Den Zeitgenossen einen Spiegel vorgehalten

Die Strafandrohungen hielten Journalisten, Schriftsteller, Karikaturisten und andere Personen nicht ab, in Wort und Bild den Kaiser und seinesgleichen bloßzustellen. Sie mussten allerdings sehr vorsichtig vorgehen, um die Bestimmungen der Zensur zu umgehen, und konnten das Reichsoberhaupt nicht direkt angehen. Deshalb nahmen sie sich dessen Minister und Beauftragte sowie Maßnahmen in kaiserlichem Auftrag vor und trafen durch sie am Ende doch ins Ziel. Unter besonderer Beobachtung der Polizei und Justiz stand seit 1896 das Münchner Satirezeitschrift „Simplicissimus“. Sie nahm kein Blatt vor den Mund, wenn es gegen mangelhafte Rechtstaatlichkeit, gegen Ausbeutung und Unterdrückung der Meinungsfreiheit, gegen die „Preußen“ und die bornierte Adels- und Offizierskaste, gegen Bigotterie und Doppelmoral ging. Es kannte dann geschehen, dass die Zensur einschritt und auch Verfahren wegen Majestätsbeleidigung eröffnet wurden. Diese machten die Wochenzeitschrift weithin bekannt und trieben ihr im Laufe der Zeit viele neue Leser und Abonnenten zu. Dass das Blatt schon im ersten Jahrgang Gedichte von Georg Herwegh, eines der Wortführer des Kampfes für ein einheitliches demokratisches Deutschland während der Revolution von 1848/9 druckte, war mutig und sorgte für ein Verbot in Österreich, was die Redaktion als beste Werbung für den Simplicissimus auszuschlachten wusste.
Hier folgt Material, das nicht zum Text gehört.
PR #231, opened 2022-01-20
allowlist from multiple addresses

bennycio:
Changes:

- **Changed** env variable `CONTRACT_ADDRESS` to `CONTRACT_ADDRESSES` that has a simple format as follows:
```
{contractAddress}={tokenID,otherTokenID,moreAllowlistedTokenIDs}|{anotherContract}={moreCommaSeparatedIDs}
```
the backend will parse this format and use it where needed to allowlist users.


server/handler.go
```diff
@@ -53,21 +54,21 @@ func authHandlersInitNFT(parent *gin.RouterGroup, repos *repositories, ethClient
 	// AUTH
 	authGroup.GET("/get_preflight", middleware.JWTOptional(), getAuthPreflight(repos.userRepository, repos.nonceRepository, ethClient))
 	authGroup.GET("/jwt_valid", middleware.JWTOptional(), auth.ValidateJWT())
-	authGroup.GET("/is_member", middleware.JWTOptional(), hasNFTs(repos.userRepository, ethClient, auth.RequiredNFTs))
+	authGroup.GET("/is_member", middleware.JWTOptional(), hasNFTs(repos.userRepository, ethClient, membership.PremiumCards, membership.MembershipTierIDs))
```
kaitoo1, line 57: I forget what this endpoint is for.. I see we're only checking against Premium Cards here but I don't think we use this endpoint currently so it might not matter

kaitoo1 (approved):

PR #238, opened 2022-01-25
Ignore unset local service key

Robinnnnn:
if service key is unset locally, app will still run instead of crashing

image

### DIFF
--- a/server/handler.go
+++ b/server/handler.go
@@ -17,7 +17,9 @@ func handlersInit(router *gin.Engine, repos *repositories, ethClient *ethclient.
 	apiGroupV2 := router.Group("/glry/v2")
 
 	nftHandlersInit(apiGroupV1, repos, ethClient, psub)
-	tokenHandlersInit(apiGroupV2, repos, ethClient, ipfsClient, psub, storageClient)
+	if storageClient != nil {
+		tokenHandlersInit(apiGroupV2, repos, ethClient, ipfsClient, psub, storageClient)
+	}
 
 	return router
 }
--- a/server/handler.go
+++ b/server/handler.go
@@ -1,7 +1,6 @@
 package server
 
 import (
-	"cloud.google.com/go/storage"
 	"github.com/ethereum/go-ethereum/ethclient"
 	"github.com/gin-gonic/gin"
 	shell "github.com/ipfs/go-ipfs-api"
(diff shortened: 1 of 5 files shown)


server/server.go
```diff
@@ -228,35 +228,30 @@ func newGCPPubSub() pubsub.PubSub {
 func newGCPStorageClient() *storage.Client {
 	ctx, cancel := context.WithTimeout(context.Background(), time.Duration(10)*time.Second)
 	defer cancel()
-	if viper.GetString("ENV") != "production" || viper.GetString("ENV") != "development" {
```
Robinnnnn, line 231: main change 1 was getting rid of this line, since it always evaluates to true

server/server.go
```diff
@@ -228,35 +228,30 @@ func newGCPPubSub() pubsub.PubSub {
...
+	if err != nil {
+		logrus.Errorf("err getting app creds: %s", err)
+		client, err := storage.NewClient(ctx, option.WithCredentialsJSON([]byte(viper.GetString("GCLOUD_SERVICE_KEY"))))
 		if err != nil {
-			logrus.Errorf("err getting app creds: %s", err)
-			client, err := storage.NewClient(ctx, option.WithCredentialsJSON([]byte(viper.GetString("GCLOUD_SERVICE_KEY"))))
-			if err != nil {
-				panic(err)
+			if viper.GetString("ENV") != "production" && viper.GetString("ENV") != "development" {
+				logrus.Info("not using gcp storage client in local environment")
```
Robinnnnn, line 245: main change 2

server/server.go
```diff
@@ -228,35 +228,30 @@ func newGCPPubSub() pubsub.PubSub {
...
-			return client
-		}
-		client, err := storage.NewClient(ctx, option.WithCredentialsFile(appCredentials))
-		if err != nil {
 			panic(err)
 		}
 		return client
 	}
-	client, err := storage.NewClient(ctx)
+	client, err := storage.NewClient(ctx, option.WithCredentialsFile(appCredentials))
```
Robinnnnn, line 252: line 250 was just moved down here, git thinks it's an addition

bennycio, line 252: I think maybe we could move some of the logic around to allow this to also continue working in the app engine environment. Right now if we always use the credentials file then this might not work in the app engine environment. Maybe we could do something like this:

```
 if env != local {
  client, err := storage.NewClient(ctx)
  ...
  return client
}
// now we can assume this is local env
appCredentials := viper.GetString("GOOGLE_APPLICATION_CREDENTIALS")
... // logic to check if credentials file exists somewhere
if credentialsFile != nil {
  client, err := storage.NewClient(ctx, option.WithCredentialsFile(appCredentials))
  ...
  return client
}
// no credentials file exists locally, lets just return nil instead of panicking
return nil

```

bennycio (changes requested):

server/handler.go
```diff
@@ -17,7 +17,9 @@ func handlersInit(router *gin.Engine, repos *repositories, ethClient *ethclient.
 	apiGroupV2 := router.Group("/glry/v2")
 
 	nftHandlersInit(apiGroupV1, repos, ethClient, psub)
-	tokenHandlersInit(apiGroupV2, repos, ethClient, ipfsClient, psub, storageClient)
+	if storageClient != nil {
```
jarrel-b, line 20: Just realized that this would prevent me from testing v2 routes. Would it make to have some sort of dummy client?

PR #240, opened 2022-01-26
add endpoint to get current user and change logout to POST

kaitoo1:
## Context:
On the front end we are removing all JWT related code. This means that we are no longer storing the jwt in local storage which we used to quickly determine the user's 'authenticated' state upon page load.

This PR adds an endpoint that returns the currently authenticated user if a valid cookie is included in the request, which will allow the front end to continue to determine the user's logged in state.

## Changes:
- Added a new endpoint `users/get/current` to retrieve the currently authenticated user
  - If a user is found for the auth cookie, return the user
  - If there is no auth cookie or the provided auth cookie is invalid, return a 204 No Content
  - If the auth cookie is valid but no corresponding user is found, return a 500
- Added related tests for the endpoint
  - success: valid cookie return user
  - fail: no cookie returns 204
  - fail: invalid cookie returns 204 

I also changed the following to support related front end changes
- Changed /logout from GET to POST

### DIFF
--- a/server/user_token.go
+++ b/server/user_token.go
@@ -72,6 +72,34 @@ func getUser(userRepository persist.UserRepository) gin.HandlerFunc {
 	}
 }
 
+func getCurrentUser(userRepository persist.UserRepository) gin.HandlerFunc {
+	return func(c *gin.Context) {
+		authed := c.GetBool(auth.AuthContextKey)
+		if !authed {
+			util.ErrResponse(c, http.StatusUnauthorized, errors.New("not authorized"))
+			return
+		}
+		userID := auth.GetUserIDFromCtx(c)
+
+		output, err := user.GetUser(
+			c,
+			user.GetUserInput{UserID: userID},
+			userRepository,
+		)
+		if err != nil {
+			status := http.StatusInternalServerError
+			switch err.(type) {
+			case persist.ErrUserNotFoundByAddress, persist.ErrUserNotFoundByID, persist.ErrUserNotFoundByUsername:
+				status = http.StatusNotFound
+			}
+			util.ErrResponse(c, status, err)
+			return
+		}
+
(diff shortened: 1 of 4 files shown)


service/auth/auth.go
```diff
@@ -54,7 +54,7 @@ var errAddressSignatureMismatch = errors.New("address does not match signature")
 var ErrNonceMismatch = errors.New("incorrect nonce input")
 
 // ErrInvalidJWT is returned when the JWT is invalid
-var ErrInvalidJWT = errors.New("invalid JWT")
+var ErrInvalidJWT = errors.New("invalid or expired auth token")
```
kaitoo1, line 57: I just updated this to be  a bit more user friendly

Robinnnnn (approved):

server/user_token.go
```diff
@@ -72,6 +71,34 @@ func getUser(userRepository persist.UserRepository) gin.HandlerFunc {
 	}
 }
 
+func getCurrentUser(userRepository persist.UserRepository) gin.HandlerFunc {
+	return func(c *gin.Context) {
+		authed := c.GetBool(auth.AuthContextKey)
+		if !authed {
+			c.JSON(http.StatusNoContent, util.SuccessResponse{Success: false})
+			return
+		}
```
bennycio, line 80: This is unnecessary if you use `middleware.AuthRequired()` as a middleware for this endpoint instead of `middleware.AuthOptional()`. Unless you need the response status to be StatusNoContent?

bennycio (approved):

server/user_token.go
Robinnnnn: in this case we do need it to be StatusNoContent to handle a special case on the frontend!

kaitoo1: yep what Robin said!

PR #245, opened 2022-01-28
merge users endpoint

bennycio:
Changes:

- **Added** an authenticated endpoint to merge users
- **Added** 2 success case tests for this endpoint


service/persist/postgres/user.go
```diff
@@ -247,3 +273,76 @@ func (u *UserRepository) RemoveAddresses(pCtx context.Context, pID persist.DBID,
...
+		return err
+	}
+	defer tx.Rollback()
+
+	if _, err := tx.StmtContext(pCtx, u.addAddressStmt).ExecContext(pCtx, user.ID, pq.Array(secondUser.Addresses)); err != nil {
+		return err
+	}
+
+	deleteGalleryStmt := tx.StmtContext(pCtx, u.deleteGalleryStmt)
+	mergedCollections := make([]persist.DBID, 0, 10)
```
Robinnnnn, line 301: is there a reason w set the capacity to 10?

bennycio: It seems like the average amount of collections in a gallery will be less than 10. I thought it would be a reasonable middle-ground number. Although it could be lower given that it is unlikely that a merging user has created a full gallery. Will definitely lower this number.

server/t__routes_user_test.go
```diff
@@ -338,6 +338,160 @@ func TestUserRemoveAddresses_AllAddresses_Failure(t *testing.T) {
...
+	}
+	collID, err := tc.repos.collectionRepository.Create(context.Background(), coll)
+	assert.Nil(err)
+
+	gallery := persist.GalleryDB{
+		OwnerUserID: userID,
+		Collections: []persist.DBID{collID},
+	}
+	galleryID, err := tc.repos.galleryRepository.Create(context.Background(), gallery)
+	assert.Nil(err)
```
Robinnnnn, line 371: this looks like a nifty block to have as a util, like `createPopulatedGallery!`

service/persist/postgres/user.go
Robinnnnn: AH, i assumed this was rigid and couldn't be increased. i was more worried that it was too low, since there are def people with many more than 10 collections. but it seems like it doesn't matter if it's malleable

Robinnnnn (approved):

Robinnnnn (approved):

PR #614, opened 2018-08-19
Deal with empty work= parameter better

GlazerMann:
No longer just delete it.  Change it to encourage better editing in the future.

### DIFF
--- a/Template.php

Dass auch Ludwig Quiddes „Caligula“ von den Kaisertreuen angefeindet wurde, trug dem Pamphlet viele Leser sogar in allerhöchsten Kreisen ein und sorgte für immer neue Auflagen. Der Verfasser wäre heute wohl vergessen, hätte er nicht seinen Zeitgenossen einen Spiegel vorgehalten, indem er das Leben und Tun eines antiken Despoten in klaren Worten aus der Versenkung holte. Die Stimmung für Wilhelm II. änderte sich erst, als im Ersten Weltkrieg die von ihm versprochenen Erfolge ausblieben und sich die Hiobsbotschaften und Todesmeldungen von den Fronten mehrten. Eigene Selbstüberschätzung und Hybris und der Verzicht auf kluge Ratgeber sorgten am Ende dafür, dass sich das monarchische System zumindest im Deutschen Reich und im Reich der Habsburger von selbst abschafften.